• WORK ORDER: Copy out, from the entries below, each line that holds the string "handleLoginUrl".

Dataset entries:
┌────────
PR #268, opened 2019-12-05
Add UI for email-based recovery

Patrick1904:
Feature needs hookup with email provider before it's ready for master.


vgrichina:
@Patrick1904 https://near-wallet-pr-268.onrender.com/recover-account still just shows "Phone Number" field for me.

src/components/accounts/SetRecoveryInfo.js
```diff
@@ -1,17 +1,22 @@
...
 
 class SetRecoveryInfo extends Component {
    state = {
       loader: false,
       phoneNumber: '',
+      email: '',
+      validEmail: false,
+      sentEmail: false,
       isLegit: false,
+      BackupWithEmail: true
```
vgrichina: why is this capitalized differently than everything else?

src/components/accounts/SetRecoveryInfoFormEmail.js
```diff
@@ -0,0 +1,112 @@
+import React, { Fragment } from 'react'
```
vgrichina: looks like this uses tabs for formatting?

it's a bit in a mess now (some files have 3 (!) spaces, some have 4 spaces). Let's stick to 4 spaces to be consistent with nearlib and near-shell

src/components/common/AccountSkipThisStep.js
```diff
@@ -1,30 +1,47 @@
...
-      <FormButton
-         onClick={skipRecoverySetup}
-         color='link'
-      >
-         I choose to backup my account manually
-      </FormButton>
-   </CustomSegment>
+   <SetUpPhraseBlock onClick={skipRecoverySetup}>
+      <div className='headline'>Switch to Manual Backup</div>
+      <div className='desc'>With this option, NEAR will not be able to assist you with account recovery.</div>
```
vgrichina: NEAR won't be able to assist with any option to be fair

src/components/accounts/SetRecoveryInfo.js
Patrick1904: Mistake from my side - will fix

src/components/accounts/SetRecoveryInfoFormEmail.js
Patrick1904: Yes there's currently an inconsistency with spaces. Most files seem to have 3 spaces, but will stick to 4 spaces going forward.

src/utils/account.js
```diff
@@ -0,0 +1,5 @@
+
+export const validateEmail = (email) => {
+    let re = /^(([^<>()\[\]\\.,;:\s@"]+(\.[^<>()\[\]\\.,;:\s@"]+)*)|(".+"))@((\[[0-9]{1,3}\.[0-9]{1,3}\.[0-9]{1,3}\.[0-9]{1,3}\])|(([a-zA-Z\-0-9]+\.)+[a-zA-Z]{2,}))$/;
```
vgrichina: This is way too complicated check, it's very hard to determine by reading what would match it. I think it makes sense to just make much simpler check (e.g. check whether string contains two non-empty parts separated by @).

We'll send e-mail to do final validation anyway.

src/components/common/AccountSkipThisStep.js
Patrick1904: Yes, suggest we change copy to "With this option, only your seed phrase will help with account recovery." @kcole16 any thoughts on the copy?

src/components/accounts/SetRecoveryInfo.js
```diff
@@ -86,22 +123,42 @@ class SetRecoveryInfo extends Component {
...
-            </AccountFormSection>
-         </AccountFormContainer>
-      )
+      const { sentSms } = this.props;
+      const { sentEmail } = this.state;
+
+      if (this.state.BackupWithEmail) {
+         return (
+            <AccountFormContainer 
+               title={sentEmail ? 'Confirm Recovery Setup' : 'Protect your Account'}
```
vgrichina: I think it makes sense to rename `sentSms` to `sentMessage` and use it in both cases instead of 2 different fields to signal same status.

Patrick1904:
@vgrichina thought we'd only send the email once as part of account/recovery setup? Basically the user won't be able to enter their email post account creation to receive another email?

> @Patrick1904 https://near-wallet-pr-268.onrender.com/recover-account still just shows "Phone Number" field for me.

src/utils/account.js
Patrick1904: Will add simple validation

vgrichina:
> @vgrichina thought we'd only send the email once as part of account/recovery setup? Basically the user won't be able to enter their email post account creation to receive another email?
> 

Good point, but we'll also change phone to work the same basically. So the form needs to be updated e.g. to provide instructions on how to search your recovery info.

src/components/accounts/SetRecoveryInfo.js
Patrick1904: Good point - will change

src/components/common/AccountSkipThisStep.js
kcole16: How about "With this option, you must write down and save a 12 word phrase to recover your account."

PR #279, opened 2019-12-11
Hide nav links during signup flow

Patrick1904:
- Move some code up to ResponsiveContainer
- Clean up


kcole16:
└────────
┌────────
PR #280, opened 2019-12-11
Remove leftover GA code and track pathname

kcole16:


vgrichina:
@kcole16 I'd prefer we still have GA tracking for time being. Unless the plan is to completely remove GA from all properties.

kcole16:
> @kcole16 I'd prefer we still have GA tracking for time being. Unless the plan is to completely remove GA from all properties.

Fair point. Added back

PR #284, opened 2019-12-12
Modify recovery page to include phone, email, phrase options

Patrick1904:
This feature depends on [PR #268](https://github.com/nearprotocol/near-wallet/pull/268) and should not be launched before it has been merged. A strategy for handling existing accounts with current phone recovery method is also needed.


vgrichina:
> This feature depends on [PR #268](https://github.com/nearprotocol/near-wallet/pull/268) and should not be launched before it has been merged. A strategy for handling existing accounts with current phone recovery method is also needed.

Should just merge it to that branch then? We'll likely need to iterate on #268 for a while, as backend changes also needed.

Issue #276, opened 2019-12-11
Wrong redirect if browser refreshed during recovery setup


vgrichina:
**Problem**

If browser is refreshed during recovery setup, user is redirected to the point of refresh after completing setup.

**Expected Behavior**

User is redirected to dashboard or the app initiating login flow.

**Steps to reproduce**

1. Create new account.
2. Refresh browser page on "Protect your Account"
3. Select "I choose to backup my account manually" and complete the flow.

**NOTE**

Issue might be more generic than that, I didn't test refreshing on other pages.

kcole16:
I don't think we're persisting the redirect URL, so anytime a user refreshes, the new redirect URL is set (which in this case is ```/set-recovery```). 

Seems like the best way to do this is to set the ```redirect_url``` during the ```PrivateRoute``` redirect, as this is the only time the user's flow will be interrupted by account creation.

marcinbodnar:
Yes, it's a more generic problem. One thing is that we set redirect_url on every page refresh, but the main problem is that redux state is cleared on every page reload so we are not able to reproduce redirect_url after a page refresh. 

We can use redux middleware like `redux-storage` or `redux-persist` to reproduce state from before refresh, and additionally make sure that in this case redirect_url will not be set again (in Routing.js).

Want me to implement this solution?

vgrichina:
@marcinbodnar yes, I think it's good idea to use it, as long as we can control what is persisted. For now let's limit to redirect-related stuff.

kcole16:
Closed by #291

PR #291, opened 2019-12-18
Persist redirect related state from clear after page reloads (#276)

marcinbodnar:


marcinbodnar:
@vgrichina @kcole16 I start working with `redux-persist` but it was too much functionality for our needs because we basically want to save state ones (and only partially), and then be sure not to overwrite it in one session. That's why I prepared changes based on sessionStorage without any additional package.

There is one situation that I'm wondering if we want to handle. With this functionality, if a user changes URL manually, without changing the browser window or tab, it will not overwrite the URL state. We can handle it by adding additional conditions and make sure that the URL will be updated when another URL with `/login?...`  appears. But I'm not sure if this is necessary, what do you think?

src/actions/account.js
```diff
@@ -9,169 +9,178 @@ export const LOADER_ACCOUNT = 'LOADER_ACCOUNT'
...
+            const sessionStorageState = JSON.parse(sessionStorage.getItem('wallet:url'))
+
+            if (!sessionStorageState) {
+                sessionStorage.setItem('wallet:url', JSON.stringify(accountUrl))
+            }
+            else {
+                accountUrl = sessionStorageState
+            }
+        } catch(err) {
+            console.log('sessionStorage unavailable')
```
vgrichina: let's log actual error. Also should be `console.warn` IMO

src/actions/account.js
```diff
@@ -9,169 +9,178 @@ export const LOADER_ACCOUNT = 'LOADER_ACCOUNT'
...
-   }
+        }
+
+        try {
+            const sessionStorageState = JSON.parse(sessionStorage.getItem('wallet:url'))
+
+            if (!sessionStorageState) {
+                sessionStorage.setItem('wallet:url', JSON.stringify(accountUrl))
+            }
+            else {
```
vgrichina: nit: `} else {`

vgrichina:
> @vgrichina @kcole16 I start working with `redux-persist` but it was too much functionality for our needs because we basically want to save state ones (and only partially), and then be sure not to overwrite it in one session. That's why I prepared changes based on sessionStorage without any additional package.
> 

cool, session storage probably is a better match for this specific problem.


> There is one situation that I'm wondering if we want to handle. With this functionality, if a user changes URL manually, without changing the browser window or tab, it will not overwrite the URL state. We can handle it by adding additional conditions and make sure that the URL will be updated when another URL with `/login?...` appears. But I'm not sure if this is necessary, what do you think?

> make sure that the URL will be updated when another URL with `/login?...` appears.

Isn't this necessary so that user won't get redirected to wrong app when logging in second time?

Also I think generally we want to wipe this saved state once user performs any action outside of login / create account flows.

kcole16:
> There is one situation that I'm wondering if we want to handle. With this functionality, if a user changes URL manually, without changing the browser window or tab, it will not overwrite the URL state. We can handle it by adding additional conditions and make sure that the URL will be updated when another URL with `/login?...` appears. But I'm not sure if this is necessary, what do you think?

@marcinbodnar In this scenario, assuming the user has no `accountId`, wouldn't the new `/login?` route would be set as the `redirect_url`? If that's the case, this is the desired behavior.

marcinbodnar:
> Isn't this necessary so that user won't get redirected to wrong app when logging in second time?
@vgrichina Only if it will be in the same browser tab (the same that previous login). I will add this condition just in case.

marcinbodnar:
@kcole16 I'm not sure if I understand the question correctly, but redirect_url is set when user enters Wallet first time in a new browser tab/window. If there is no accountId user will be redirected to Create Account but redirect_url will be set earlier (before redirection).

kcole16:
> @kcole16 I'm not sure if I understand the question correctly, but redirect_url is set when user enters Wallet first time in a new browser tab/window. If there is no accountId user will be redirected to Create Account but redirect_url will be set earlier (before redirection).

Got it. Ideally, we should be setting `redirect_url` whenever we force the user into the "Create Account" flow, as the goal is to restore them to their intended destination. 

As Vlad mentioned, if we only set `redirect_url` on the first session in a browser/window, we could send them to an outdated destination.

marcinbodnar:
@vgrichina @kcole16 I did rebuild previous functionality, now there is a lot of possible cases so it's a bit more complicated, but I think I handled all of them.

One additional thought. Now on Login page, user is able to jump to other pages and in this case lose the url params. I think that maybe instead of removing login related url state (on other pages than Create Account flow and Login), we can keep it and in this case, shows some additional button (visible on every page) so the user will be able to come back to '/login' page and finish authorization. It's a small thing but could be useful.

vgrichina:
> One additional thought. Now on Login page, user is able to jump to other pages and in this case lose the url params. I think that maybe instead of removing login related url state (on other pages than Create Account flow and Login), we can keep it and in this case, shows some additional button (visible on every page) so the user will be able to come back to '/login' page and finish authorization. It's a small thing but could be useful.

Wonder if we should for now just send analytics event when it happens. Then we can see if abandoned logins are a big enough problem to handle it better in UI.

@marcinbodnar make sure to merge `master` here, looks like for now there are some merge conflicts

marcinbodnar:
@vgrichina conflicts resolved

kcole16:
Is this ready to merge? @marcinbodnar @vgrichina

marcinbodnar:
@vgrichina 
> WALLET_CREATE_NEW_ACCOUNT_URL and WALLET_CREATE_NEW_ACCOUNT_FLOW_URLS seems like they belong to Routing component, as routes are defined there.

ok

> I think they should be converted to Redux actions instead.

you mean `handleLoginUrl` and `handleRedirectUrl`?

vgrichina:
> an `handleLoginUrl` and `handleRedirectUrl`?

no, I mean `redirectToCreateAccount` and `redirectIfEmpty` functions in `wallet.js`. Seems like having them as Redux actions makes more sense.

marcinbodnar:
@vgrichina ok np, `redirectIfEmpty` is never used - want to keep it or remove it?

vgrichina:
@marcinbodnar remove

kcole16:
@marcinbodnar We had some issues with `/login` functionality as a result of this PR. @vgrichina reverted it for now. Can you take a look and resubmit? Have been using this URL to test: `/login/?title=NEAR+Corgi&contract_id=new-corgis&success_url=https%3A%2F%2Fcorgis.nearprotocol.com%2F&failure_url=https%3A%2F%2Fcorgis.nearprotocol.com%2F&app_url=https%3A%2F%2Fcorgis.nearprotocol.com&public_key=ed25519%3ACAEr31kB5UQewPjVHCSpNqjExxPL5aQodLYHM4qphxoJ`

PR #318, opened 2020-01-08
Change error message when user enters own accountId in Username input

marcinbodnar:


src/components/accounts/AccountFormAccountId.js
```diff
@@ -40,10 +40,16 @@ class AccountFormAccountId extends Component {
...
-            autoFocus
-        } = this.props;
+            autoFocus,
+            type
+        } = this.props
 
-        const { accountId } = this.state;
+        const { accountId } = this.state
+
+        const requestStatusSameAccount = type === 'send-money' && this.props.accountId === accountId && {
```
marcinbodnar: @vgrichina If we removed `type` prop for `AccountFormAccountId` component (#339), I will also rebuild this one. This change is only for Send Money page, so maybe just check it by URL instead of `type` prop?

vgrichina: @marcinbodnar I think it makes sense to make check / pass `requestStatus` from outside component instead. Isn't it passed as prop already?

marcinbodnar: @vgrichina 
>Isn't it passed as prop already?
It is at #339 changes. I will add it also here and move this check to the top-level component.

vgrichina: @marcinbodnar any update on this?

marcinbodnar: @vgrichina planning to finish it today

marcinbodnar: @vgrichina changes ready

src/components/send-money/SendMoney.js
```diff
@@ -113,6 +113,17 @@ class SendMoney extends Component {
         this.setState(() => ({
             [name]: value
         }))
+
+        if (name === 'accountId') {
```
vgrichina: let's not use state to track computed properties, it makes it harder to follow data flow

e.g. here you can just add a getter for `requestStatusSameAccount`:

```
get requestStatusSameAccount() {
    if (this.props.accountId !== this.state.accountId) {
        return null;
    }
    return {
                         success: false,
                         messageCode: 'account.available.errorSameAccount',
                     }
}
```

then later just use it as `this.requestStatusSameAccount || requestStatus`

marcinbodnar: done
└────────
• RESPONSE TO THE TASK:
you mean `handleLoginUrl` and `handleRedirectUrl`?
> an `handleLoginUrl` and `handleRedirectUrl`?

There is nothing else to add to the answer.